Last night during a moment of doubt, I finished watching GDM’s family meeting on Facebook Live. In the last 30 seconds she mentioned her people, the people of the bathroom floor, the people of rock bottoms, and how her people know that before we rise we have to fall: “As people of the bathroom floor we know that everything beautiful starts on the bathroom floor.” I LOVED her words. I loved her words so much. I’ve always been looking for my people. Last night it became VERY clear that my people of the unicorns of the bathroom floor. The unicorns of the bathroom floor. Because anyone who has had there knees pressed into the ground, anyone who has lost anything understands that to rise we have to be mythical. We have to be stronger than we’ve ever been before.

As people of the bathroom floor we know that when the going gets tough that’s when the miracles start happening. And boy are they happening in abundance in my life. Beauty stacked upon beauty.
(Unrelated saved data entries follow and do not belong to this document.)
Issue #1628, opened 2023-12-18
[math/latex] Improve horizontal alignment of `math`/`latex`


The-Lum:
Hi PlantUML team,

## Context
- https://forum.plantuml.net/15401/font-size-math-bigger-than-rest-could-this-configured-same-font

Observed on:
- Version `V1.2023.13`
- Activity diagram

## Wanted feature
- Could you align `math`/`latex` horizontally with the other text?
_(on a first step: middle align will be good...)_

## Example
```puml
@startuml
:This is a test with <math>y^2</math>and math <math>a*x^2+b*x+c</math>inside text;
:Let the formula: <math>int_0^1f(x)dx</math>;
@enduml
```
>[![](https://www.planttext.com/api/plantuml/png/SoWkIImgAStDuR8AoSWiLW2YH8MIrE8IXVBCaWm5czp4aWoxoZWZ6tqmAp4lHG74W4eaQbN46MadQLLe9qCLPEOLPwQa0aseAB7cil99BL4eoKXLICiloYtDIRI2QilCAuatY3DCqwZGJAc0QhJcSaZDIm4w1000)](https://www.planttext.com/?text=SoWkIImgAStDuR8AoSWiLW2YH8MIrE8IXVBCaWm5czp4aWoxoZWZ6tqmAp4lHG74W4eaQbN46MadQLLe9qCLPEOLPwQa0aseAB7cil99BL4eoKXLICiloYtDIRI2QilCAuatY3DCqwZGJAc0QhJcSaZDIm4w1000)

Regards,
Th.

The-Lum:
Hi me, 😸 

Here is a possible workaround, using _full math sans serif text_:
```puml
@startuml
split
:This is a test with <math>y^2</math>and math <math>a*x^2+b*x+c</math>inside text;
:<math>sf"This is a test with " y^2 sf" and math " a*x^2+b*x+c sf" inside text"</math>;
kill
split again
:Let the formula: <math>int_0^1f(x)dx</math>;
:<math>sf"Let the formula:"int_0^1f(x)dx</math>;
kill
@enduml
```
[...]

PR #1923, opened 2024-09-25
tikz: optimize latex render for #1628

liudongmiao:


src/net/sourceforge/plantuml/AbstractPSystem.java
```diff
@@ -136,7 +136,7 @@ final public long seed() {
 		return getSource().seed();
 	}
 
-	public int getNbImages() {
+	public int getNbImages(FileFormatOption formatOption) {
```
The-Lum, line 139: Hi @liudongmiao,

A simple dummy question:
- Why `getNbImages` needs now of `formatOption`?

Regards,
Th.

arnaudroques: I agree with @The-Lum : this is somehow a breaking change, and does not sound very logical to me.

Could you tell us more about this?

Thanks!

liudongmiao: In AthomMath, the dimension is cached.

https://github.com/plantuml/plantuml/blob/f186e7a6864933629014681345017e6f42ddce8e/src/net/sourceforge/plantuml/klimt/creole/atom/AtomMath.java#L74-L79

There are two way to fix:
- pass the real `StringBounder` when possible (previous commit)
- don't cache for debug (I have reverted the commit, and make a new commit)

liudongmiao:
@arnaudroques I have walked the open issues with latex and examples in https://plantuml.com/zh/ascii-math.
Now the tikz should work now.

The only issue is Embedded Diagram #1926.

The-Lum:
Hello @liudongmiao @arnaudroques 

Here is a global question about package architecture and folder design:
- Is it plan to put together all the file/package (LatexManager, TikzFontDistortion) about latex and tikz in a same folder?

Hint:
- https://github.com/plantuml/plantuml/tree/master/src%2Fnet%2Fsourceforge%2Fplantuml%2Fklimt%2Fdrawing%2Ftikz
Or
- https://github.com/plantuml/plantuml/tree/master/src%2Fnet%2Fsourceforge%2Fplantuml%2Ftikz
[Or in a new folder
- `plantuml/latex` ]

_To debate..._

Regards,
Th.

liudongmiao:
@The-Lum @arnaudroques Yes, it should. And, actually, three things:
- remove `TikzFontDistortion`. `Pragma` to configure `TexSystem` and `TexPreamble` shouldn't be put in file named as `TikzFontDistortion`. Now we use `LaTeX` to get width/height/depth, there should be no font distortion.
- add copyright template in `LatexManager`.
- add test cases. However, these cases would requires runtime TexLive.

The-Lum:
Hello @liudongmiao

FYI, here are some latex test cases from `asciimath2tex`:
- 
https://github.com/plantuml/plantuml/blob/master/test/net/sourceforge/plantuml/math/ASCIIMathTeXImgUnitTest.java

Regards,
Th

liudongmiao:
@The-Lum Not the same. I means the same input latex uml, produces the same tex output.
As the width, height, depth is related to LaTeX, maybe the font and TeX version, so the tex output may not the same.

@The-Lum @arnaudroques Do you know is there any reason to redefind `~`?
https://github.com/plantuml/plantuml/blob/d2b2bcf1722b8705f7f01a556dc96751e7739f7d/src/net/sourceforge/plantuml/tikz/TikzGraphics.java#L398-L401
IMO, it should be converted to `~`, we don't need to ajdust it. If user want to custom it, there is other way.
// Current LatexManager copied this settings too, however, it seems strange.
https://github.com/plantuml/plantuml/blob/bc0becdb83acda69904066e745821032a7690740/src/net/sourceforge/plantuml/LatexManager.java#L115-L116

I’m trying to stay in the day, trying to stay even in the moment, but mannnn I just want to think about all of the future beauty that’s about to be born. I think what I’m really trying to say is I’m embracing a new way of living my life. In any moments of doubt, I’m putting the heavy right on down. In any moments of beauty I’m dancing my freaking heart out. I’m loving and showing-up and slowing down and remembering that I once prayed for days like these. Today was in my past prayers. How can I even begin to get over the beauty and awe of that? I hope I never do.